[Collected data entries]
PR #502, opened 2024-01-16
refactor: Remove hard-coded shard count

### LINKED ISSUE #382: Remove hardcoded shard number from prototype
In the initial prototype where S3 fetch time was a major impediment, number of shards was hardcoded to 4 in the runner. 
https://github.com/near/queryapi/blob/main/runner/src/lake-client/lake-client.ts#L80

Now that we have some pre-fetching strategies let's return to pulling that from the block.json or move it to config.

morgsmccauley:
Currently, the `shard`/`chunk` count is hard-coded to 4 so that we can fetch the block header and shards in parallel. This PR removes the hard-coded value by using the chunk count specified in the block header to fetch the relevant shards.

### DIFF
--- a/block-server/handler.js
+++ b/block-server/handler.js
@@ -35,16 +35,12 @@ const normalizeBlockHeight = function(block_height) {
 }
 
 const fetchStreamerMessage = async function(block_height, options) {
-    const blockPromise = fetchBlockPromise(block_height, options);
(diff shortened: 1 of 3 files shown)


darunrs (approved):
Nice idea to use block chunks to get shard count!

PR #503, opened 2024-01-16
refactor: Configure `coordinator`/`block-streamer` via environment

### LINKED ISSUE #421: Create Control service

morgsmccauley:
- refactor: Configure `coordinator` via environment
- refactor: Configure `block-streamer` via environment

### DIFF
--- a/block-streamer/src/main.rs
+++ b/block-streamer/src/main.rs
@@ -18,9 +18,12 @@ async fn main() -> anyhow::Result<()> {
         .with(tracing_subscriber::EnvFilter::from_default_env())
         .init();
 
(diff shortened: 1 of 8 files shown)


darunrs (approved):
LGTM! Can you also add the env variables to Docker Compose as well?

morgsmccauley:
> LGTM! Can you also add the env variables to Docker Compose as well?

These services aren't even part of Docker Compose at all as they don't have `Dockerfile`s yet 😄 - I'll be sure to add them when they do

PR #515, opened 2024-01-17
feat: Capture errors thrown within Coordinator

### LINKED ISSUE #421: Create Control service

morgsmccauley:
Currently, errors thrown within Coordinator V2 will bubble up to `main()` and cause the entire application to exit. This PR captures those errors, handling them accordingly. 

Errors are handled in either of the following ways:
1. Exponentially retry - data which is 'critical' to the control, i.e. the indexer registry, executor/stream list, will be continuously retried, blocking the control loop from further progress as it would not make sense to continue without this information.
2. Swallowed - actions such as starting/stopping executors/streams will be logged and swallowed. This is preferable over exponential retries as individual failures will not block the progress of the control loop, therefore allowing other indexers to be acted on. Skipping should be fine in this case as it will be retried in the next loop.

I expect this behaviour to evolve over time as we learn more about the system, the important thing here is that Coordinator will not crash on errors.

### DIFF
--- a/coordinator/src/block_streams_handler.rs
+++ b/coordinator/src/block_streams_handler.rs
@@ -1,12 +1,11 @@
 use anyhow::Context;
-use tonic::transport::channel::Channel;
-use tonic::Request;
-
 use block_streamer::block_streamer_client::BlockStreamerClient;
 use block_streamer::{
     start_stream_request::Rule, ActionAnyRule, ActionFunctionCallRule, ListStreamsRequest,
     StartStreamRequest, Status, StopStreamRequest, StreamInfo,
 };
+use tonic::transport::channel::Channel;
+use tonic::Request;
 
 #[cfg(not(test))]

▶ [Goal of the exercise]
Would you please copy the lines above, from the one holding "use anyhow::Context;" through the last, and nothing else?

▶ [Output below]
 use anyhow::Context;
-use tonic::transport::channel::Channel;
-use tonic::Request;
-
 use block_streamer::block_streamer_client::BlockStreamerClient;
 use block_streamer::{
     start_stream_request::Rule, ActionAnyRule, ActionFunctionCallRule, ListStreamsRequest,
     StartStreamRequest, Status, StopStreamRequest, StreamInfo,
 };
+use tonic::transport::channel::Channel;
+use tonic::Request;
 
 #[cfg(not(test))]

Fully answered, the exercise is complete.